The chemistry of CSP ligands significantly influences the creation of in-situ diastereomeric complexes upon the stationary phase surface. However, other method's conditions, such as mobile-phase solvents, their composition, mobile phase additives and column temperature can play equally critical roles. The final resolution of the enantiomers is the outcome of combination of intermolecular forces, and even a subtle change in them can determine the success or failure of separation. This complexity prevents from establishing routine method-development protocols that are universally applicable to a diverse range of enantiomers. In fact, sometimes the outcome of previous unsuccessful experiments do not provide any clue for the subsequent steps.
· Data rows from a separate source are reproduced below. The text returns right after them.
PR #275, opened 2022-09-12
GEN-1454: add 4626 crop factory

fedealconada:
## Motivation

Same as we have the 4626 Factory and the 4626 Crops Factory, we also want to have a 4626 Crop Factory to support factories with only one reward token. 
Though the 46726 Crops Factory already has support for multiple reward tokens (which, of course, includes support for just 1), in the case that we now that the adapter will only be dealing with just 1 reward token, the former factory would be more expensive (gas wise) than the latter. 

## Solution

Create a new `ERC4626CropFactory.sol` and a hardhat task to deploy it.

## Implementer Checklist


jparklev (approved):
Pending passing tests, LGTM!

pkg/deployments/tasks/20220912-4626-crop-factory/index.js
```diff
@@ -0,0 +1,187 @@
...
+        }
+
+        console.log("\n-------------------------------------------------------");
+
+        // Unset deployer and set multisig as trusted address
+        console.log(`Set multisig as trusted address of 4626CropFactory`);
+        await (await factoryContract.setIsTrusted(senseAdminMultisigAddress, true)).wait();
+
+        console.log(`Unset deployer as trusted address of 4626CropFactory`);
+        await (await factoryContract.setIsTrusted(deployer, true)).wait();
```
jparklev: Isn't this true by default? Or should it be `false`?

pkg/deployments/tasks/20220912-4626-crop-factory/index.js
```diff
@@ -0,0 +1,187 @@
...
+          await stakeContract.approve(periphery.address, ethers.constants.MaxUint256).then(tx => tx.wait());
+
+          console.log(`Mint stake tokens...`);
+          await generateStakeTokens(stake, deployer, deployerSigner);
+
+          // deploy Series
+          for (let m of t.series) {
+            console.log(`\nSponsor Series for ${t.name} @ ${t.address} with maturity ${m}`);
+            await periphery.callStatic.sponsorSeries(adapterAddress, m, false);
+            await (await periphery.sponsorSeries(adapterAddress, m, false)).wait();
```
jparklev, line 162: OOC, why is `withPool` `false` here? The adapter will be verified so it'll deploy a pool anyway, so maybe it doesn't matter?

fedealconada: Right, it just does not matter haha. It's false because it has been false in other hardhat tasks... And this even runs only on hardhat fork.

pkg/deployments/tasks/20220912-4626-crop-factory/index.js
fedealconada: Good catch! Should be false!

pkg/core/src/tests/adapters/CropAdapter.t.sol
```diff
@@ -1095,17 +1095,14 @@ contract CropAdapters is TestHelper {
...
         if (!is4626) return;
-        ERC4626CropsAdapter a = ERC4626CropsAdapter(address(adapter));
-
-        address[] memory rewardTokens = new address[](1);
-        rewardTokens[0] = address(0xfede);
+        ERC4626CropAdapter a = ERC4626CropAdapter(address(adapter));
 
         hevm.expectEmit(true, false, false, true);
-        emit RewardTokensChanged(rewardTokens);
+        emit RewardTokenChanged(address(0xfede));
```
abylaw, line 1101: lol~

pkg/deployments/tasks/20220912-4626-crop-factory/index.js
```diff
@@ -0,0 +1,187 @@
...
+      oracle: masterOracleAddress,
+      factories,
+    } = data[chainId] || data[CHAINS.MAINNET];
+    let divider = new ethers.Contract(dividerAddress, dividerAbi, deployerSigner);
+    let periphery = new ethers.Contract(peripheryAddress, peripheryAbi, deployerSigner);
+    let masterOracle = new ethers.Contract(masterOracleAddress, oracleAbi, deployerSigner);
+
+    console.log("\n-------------------------------------------------------");
+    console.log("\nDeploy Factories");
+    for (let factory of factories) {
```
abylaw:
```suggestion
    for (const factory of factories) {
```

pkg/deployments/tasks/20220912-4626-crop-factory/index.js
```diff
@@ -0,0 +1,187 @@
...
+          minm,
+          maxm,
+          mode,
+          oracle: masterOracleAddress,
+          tilt,
+          guard,
+        })}}`,
+      );
+      const factoryParams = [masterOracleAddress, stake, stakeSize, minm, maxm, ifee, mode, tilt, guard];
+      const f = await deploy(factoryContractName, {
```
abylaw:
```suggestion
      const { address: factoryAddress, abi } = await deploy(factoryContractName, {
```

pkg/deployments/tasks/20220912-4626-crop-factory/index.js
```diff
@@ -0,0 +1,187 @@
...
+          console.log(`Mint stake tokens...`);
+          await generateStakeTokens(stake, deployer, deployerSigner);
+
+          // deploy Series
+          for (let m of t.series) {
+            console.log(`\nSponsor Series for ${t.name} @ ${t.address} with maturity ${m}`);
+            await periphery.callStatic.sponsorSeries(adapterAddress, m, false);
+            await (await periphery.sponsorSeries(adapterAddress, m, false)).wait();
+          }
+        }
```
abylaw, line 164: Notice that we have this same process of deploying adapters/series sponsorship repeated in a few of our tasks. can we pull parts out in some way or are they subtlely different?

pkg/deployments/tasks/20220912-4626-crop-factory/index.js
```diff
@@ -0,0 +1,187 @@
...
+          await (await factoryContract.supportTarget(t.address, true)).wait();
+
+          console.log(`\nOnboard target ${t.name} @ ${t.address} via ${factoryContractName}`);
+          const data = ethers.utils.defaultAbiCoder.encode(["address[]"], [[]]);
+          const adapterAddress = await periphery.callStatic.deployAdapter(factoryAddress, t.address, data);
+          await (await periphery.deployAdapter(factoryAddress, t.address, data)).wait();
+          console.log(`${t.name} adapter address: ${adapterAddress}`);
+
+          console.log(`\nCan call scale value`);
+          const ADAPTER_ABI = ["function scale() public view returns (uint256)"];
```
abylaw: nit: move to top of file

pkg/deployments/tasks/20220912-4626-crop-factory/index.js
```diff
@@ -0,0 +1,187 @@
...
+        await (await divider.setIsTrusted(factoryAddress, true)).wait();
+
+        await hre.network.provider.request({
+          method: "hardhat_stopImpersonatingAccount",
+          params: [senseAdminMultisigAddress],
+        });
+
+        console.log("\n-------------------------------------------------------");
+        console.log(`Deploy adapters for: ${factoryContractName}`);
+        for (let t of targets) {
```
abylaw: nit: `const t of`

abylaw (approved):
LGTM!

pkg/deployments/tasks/20220912-4626-crop-factory/index.js
fedealconada: completely, seems like we are repeating a lot of the same stuff for new factories/adapters tasks, i'll create a quality work task so we can tackle that there

fedealconada: Task created [here](https://linear.app/sense-finance/issue/GEN-1455/avoid-code-repetition-on-hardhat-tasks)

Therefore, in practice, a chiral method development laboratory settings, acts like a high-throughput screening protocol, of conducting a systematic screening of various CSP's by advanced column switching devices, trying automatically and systematically various mobile-phase combinations, effectively employing a trial-and-error strategy.

Because of the highly complex retention mechanism of a chiral stationary-phase due to chiral recognition, whose principles have not been deciphered, it is often difficult, if not impossible to predict in advance the steps that can be successfully applied to the enantiomers at hand as part of method development. That's why the standard approach in the method development is high throughput screening, to evaluate or examine a series of stationary phases, using various mobile-phase combinations, to increase the chance of finding a suitable separation condition.